### WORK REQUEST
Your output should be the listing itself, repeated exactly.

┌─ DATA TO USE

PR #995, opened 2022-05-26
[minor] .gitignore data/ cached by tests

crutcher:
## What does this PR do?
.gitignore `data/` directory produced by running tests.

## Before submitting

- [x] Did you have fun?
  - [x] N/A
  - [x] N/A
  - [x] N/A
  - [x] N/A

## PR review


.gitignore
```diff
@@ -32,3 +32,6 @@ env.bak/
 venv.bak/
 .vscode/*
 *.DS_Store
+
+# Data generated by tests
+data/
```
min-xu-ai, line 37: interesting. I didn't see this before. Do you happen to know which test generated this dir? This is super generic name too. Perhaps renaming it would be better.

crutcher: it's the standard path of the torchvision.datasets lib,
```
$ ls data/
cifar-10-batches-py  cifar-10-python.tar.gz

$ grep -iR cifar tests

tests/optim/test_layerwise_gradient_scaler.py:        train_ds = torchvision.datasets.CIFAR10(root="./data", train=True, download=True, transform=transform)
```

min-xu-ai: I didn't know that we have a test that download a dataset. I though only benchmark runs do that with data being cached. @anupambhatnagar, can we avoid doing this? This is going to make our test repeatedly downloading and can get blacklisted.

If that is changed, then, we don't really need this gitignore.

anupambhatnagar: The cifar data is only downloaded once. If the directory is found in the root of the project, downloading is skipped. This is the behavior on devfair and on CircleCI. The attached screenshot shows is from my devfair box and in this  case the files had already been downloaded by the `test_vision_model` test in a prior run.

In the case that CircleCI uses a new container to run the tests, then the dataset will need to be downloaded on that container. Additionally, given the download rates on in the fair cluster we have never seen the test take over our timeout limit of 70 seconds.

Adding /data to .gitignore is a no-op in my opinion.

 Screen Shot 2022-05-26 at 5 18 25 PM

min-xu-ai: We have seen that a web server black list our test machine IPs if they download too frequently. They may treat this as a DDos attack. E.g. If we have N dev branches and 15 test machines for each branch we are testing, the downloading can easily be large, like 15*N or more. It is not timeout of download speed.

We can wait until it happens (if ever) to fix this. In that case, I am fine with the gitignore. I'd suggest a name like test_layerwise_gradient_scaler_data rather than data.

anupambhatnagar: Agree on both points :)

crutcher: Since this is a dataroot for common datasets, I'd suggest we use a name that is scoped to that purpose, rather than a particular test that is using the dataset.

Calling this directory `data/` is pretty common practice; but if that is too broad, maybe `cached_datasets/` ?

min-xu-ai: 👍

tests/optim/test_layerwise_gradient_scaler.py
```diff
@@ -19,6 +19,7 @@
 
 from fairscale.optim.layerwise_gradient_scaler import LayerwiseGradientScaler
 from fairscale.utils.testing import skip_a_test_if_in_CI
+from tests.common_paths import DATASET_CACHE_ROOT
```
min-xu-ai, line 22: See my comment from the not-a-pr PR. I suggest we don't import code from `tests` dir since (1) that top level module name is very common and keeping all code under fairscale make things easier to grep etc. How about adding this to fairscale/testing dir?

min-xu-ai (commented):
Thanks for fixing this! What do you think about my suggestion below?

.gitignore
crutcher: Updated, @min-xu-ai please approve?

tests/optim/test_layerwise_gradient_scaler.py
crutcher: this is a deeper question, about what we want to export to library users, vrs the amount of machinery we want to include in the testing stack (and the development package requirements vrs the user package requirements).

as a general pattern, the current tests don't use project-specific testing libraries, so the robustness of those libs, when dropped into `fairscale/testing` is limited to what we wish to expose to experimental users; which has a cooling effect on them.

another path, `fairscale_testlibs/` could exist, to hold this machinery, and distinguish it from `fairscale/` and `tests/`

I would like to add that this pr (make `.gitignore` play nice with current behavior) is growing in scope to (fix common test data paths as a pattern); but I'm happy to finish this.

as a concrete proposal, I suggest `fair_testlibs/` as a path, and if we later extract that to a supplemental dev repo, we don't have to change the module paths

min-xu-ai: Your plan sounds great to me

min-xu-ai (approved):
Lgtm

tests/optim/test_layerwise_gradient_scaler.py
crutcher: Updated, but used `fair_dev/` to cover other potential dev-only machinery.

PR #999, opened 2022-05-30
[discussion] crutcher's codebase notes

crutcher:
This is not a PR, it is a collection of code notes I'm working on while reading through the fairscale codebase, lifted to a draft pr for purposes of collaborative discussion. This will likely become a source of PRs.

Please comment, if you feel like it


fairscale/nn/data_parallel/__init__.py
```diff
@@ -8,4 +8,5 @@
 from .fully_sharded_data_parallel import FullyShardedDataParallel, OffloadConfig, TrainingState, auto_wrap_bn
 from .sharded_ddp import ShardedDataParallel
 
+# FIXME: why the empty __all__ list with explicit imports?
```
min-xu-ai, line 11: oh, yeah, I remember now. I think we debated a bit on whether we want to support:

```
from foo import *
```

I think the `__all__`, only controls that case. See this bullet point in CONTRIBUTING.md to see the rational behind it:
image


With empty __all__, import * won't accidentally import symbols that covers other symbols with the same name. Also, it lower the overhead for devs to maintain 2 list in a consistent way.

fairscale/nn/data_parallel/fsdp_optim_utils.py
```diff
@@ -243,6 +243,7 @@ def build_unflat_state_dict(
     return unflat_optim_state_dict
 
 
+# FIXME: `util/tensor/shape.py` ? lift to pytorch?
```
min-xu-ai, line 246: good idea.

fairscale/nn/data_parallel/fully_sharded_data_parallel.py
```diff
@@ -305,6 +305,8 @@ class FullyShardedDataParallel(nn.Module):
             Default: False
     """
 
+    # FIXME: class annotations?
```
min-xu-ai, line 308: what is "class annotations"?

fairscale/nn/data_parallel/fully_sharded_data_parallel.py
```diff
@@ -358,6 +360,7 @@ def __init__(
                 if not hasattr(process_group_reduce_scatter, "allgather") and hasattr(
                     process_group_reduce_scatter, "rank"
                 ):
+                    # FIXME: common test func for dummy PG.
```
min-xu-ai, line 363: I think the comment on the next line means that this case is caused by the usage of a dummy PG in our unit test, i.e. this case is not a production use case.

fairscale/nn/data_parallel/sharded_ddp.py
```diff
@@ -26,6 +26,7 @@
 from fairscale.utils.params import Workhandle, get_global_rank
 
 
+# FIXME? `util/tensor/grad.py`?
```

└─

### EXERCISE RESPONSE
PR #995, opened 2022-05-26
[minor] .gitignore data/ cached by tests

crutcher:
## What does this PR do?
.gitignore `data/` directory produced by running tests.

## Before submitting

- [x] Did you have fun?
  - [x] N/A
  - [x] N/A
  - [x] N/A
  - [x] N/A

## PR review


.gitignore
```diff
@@ -32,3 +32,6 @@ env.bak/
 venv.bak/
 .vscode/*
 *.DS_Store
+
+# Data generated by tests
+data/
```
min-xu-ai, line 37: interesting. I didn't see this before. Do you happen to know which test generated this dir? This is super generic name too. Perhaps renaming it would be better.

crutcher: it's the standard path of the torchvision.datasets lib,
```
$ ls data/
cifar-10-batches-py  cifar-10-python.tar.gz

$ grep -iR cifar tests

tests/optim/test_layerwise_gradient_scaler.py:        train_ds = torchvision.datasets.CIFAR10(root="./data", train=True, download=True, transform=transform)
```

min-xu-ai: I didn't know that we have a test that download a dataset. I though only benchmark runs do that with data being cached. @anupambhatnagar, can we avoid doing this? This is going to make our test repeatedly downloading and can get blacklisted.

If that is changed, then, we don't really need this gitignore.

anupambhatnagar: The cifar data is only downloaded once. If the directory is found in the root of the project, downloading is skipped. This is the behavior on devfair and on CircleCI. The attached screenshot shows is from my devfair box and in this  case the files had already been downloaded by the `test_vision_model` test in a prior run.

In the case that CircleCI uses a new container to run the tests, then the dataset will need to be downloaded on that container. Additionally, given the download rates on in the fair cluster we have never seen the test take over our timeout limit of 70 seconds.

Adding /data to .gitignore is a no-op in my opinion.

 Screen Shot 2022-05-26 at 5 18 25 PM

min-xu-ai: We have seen that a web server black list our test machine IPs if they download too frequently. They may treat this as a DDos attack. E.g. If we have N dev branches and 15 test machines for each branch we are testing, the downloading can easily be large, like 15*N or more. It is not timeout of download speed.

We can wait until it happens (if ever) to fix this. In that case, I am fine with the gitignore. I'd suggest a name like test_layerwise_gradient_scaler_data rather than data.

anupambhatnagar: Agree on both points :)

crutcher: Since this is a dataroot for common datasets, I'd suggest we use a name that is scoped to that purpose, rather than a particular test that is using the dataset.

Calling this directory `data/` is pretty common practice; but if that is too broad, maybe `cached_datasets/` ?

min-xu-ai: 👍

tests/optim/test_layerwise_gradient_scaler.py
```diff
@@ -19,6 +19,7 @@
 
 from fairscale.optim.layerwise_gradient_scaler import LayerwiseGradientScaler
 from fairscale.utils.testing import skip_a_test_if_in_CI
+from tests.common_paths import DATASET_CACHE_ROOT
```
min-xu-ai, line 22: See my comment from the not-a-pr PR. I suggest we don't import code from `tests` dir since (1) that top level module name is very common and keeping all code under fairscale make things easier to grep etc. How about adding this to fairscale/testing dir?

min-xu-ai (commented):
Thanks for fixing this! What do you think about my suggestion below?

.gitignore
crutcher: Updated, @min-xu-ai please approve?

tests/optim/test_layerwise_gradient_scaler.py
crutcher: this is a deeper question, about what we want to export to library users, vrs the amount of machinery we want to include in the testing stack (and the development package requirements vrs the user package requirements).

as a general pattern, the current tests don't use project-specific testing libraries, so the robustness of those libs, when dropped into `fairscale/testing` is limited to what we wish to expose to experimental users; which has a cooling effect on them.

another path, `fairscale_testlibs/` could exist, to hold this machinery, and distinguish it from `fairscale/` and `tests/`

I would like to add that this pr (make `.gitignore` play nice with current behavior) is growing in scope to (fix common test data paths as a pattern); but I'm happy to finish this.

as a concrete proposal, I suggest `fair_testlibs/` as a path, and if we later extract that to a supplemental dev repo, we don't have to change the module paths

min-xu-ai: Your plan sounds great to me

min-xu-ai (approved):
Lgtm

tests/optim/test_layerwise_gradient_scaler.py
crutcher: Updated, but used `fair_dev/` to cover other potential dev-only machinery.

PR #999, opened 2022-05-30
[discussion] crutcher's codebase notes

crutcher:
This is not a PR, it is a collection of code notes I'm working on while reading through the fairscale codebase, lifted to a draft pr for purposes of collaborative discussion. This will likely become a source of PRs.

Please comment, if you feel like it


fairscale/nn/data_parallel/__init__.py
```diff
@@ -8,4 +8,5 @@
 from .fully_sharded_data_parallel import FullyShardedDataParallel, OffloadConfig, TrainingState, auto_wrap_bn
 from .sharded_ddp import ShardedDataParallel
 
+# FIXME: why the empty __all__ list with explicit imports?
```
min-xu-ai, line 11: oh, yeah, I remember now. I think we debated a bit on whether we want to support:

```
from foo import *
```

I think the `__all__`, only controls that case. See this bullet point in CONTRIBUTING.md to see the rational behind it:
image


With empty __all__, import * won't accidentally import symbols that covers other symbols with the same name. Also, it lower the overhead for devs to maintain 2 list in a consistent way.

fairscale/nn/data_parallel/fsdp_optim_utils.py
```diff
@@ -243,6 +243,7 @@ def build_unflat_state_dict(
     return unflat_optim_state_dict
 
 
+# FIXME: `util/tensor/shape.py` ? lift to pytorch?
```
min-xu-ai, line 246: good idea.

fairscale/nn/data_parallel/fully_sharded_data_parallel.py
```diff
@@ -305,6 +305,8 @@ class FullyShardedDataParallel(nn.Module):
             Default: False
     """
 
+    # FIXME: class annotations?
```
min-xu-ai, line 308: what is "class annotations"?

fairscale/nn/data_parallel/fully_sharded_data_parallel.py
```diff
@@ -358,6 +360,7 @@ def __init__(
                 if not hasattr(process_group_reduce_scatter, "allgather") and hasattr(
                     process_group_reduce_scatter, "rank"
                 ):
+                    # FIXME: common test func for dummy PG.
```
min-xu-ai, line 363: I think the comment on the next line means that this case is caused by the usage of a dummy PG in our unit test, i.e. this case is not a production use case.

fairscale/nn/data_parallel/sharded_ddp.py
```diff
@@ -26,6 +26,7 @@
 from fairscale.utils.params import Workhandle, get_global_rank
 
 
+# FIXME? `util/tensor/grad.py`?
```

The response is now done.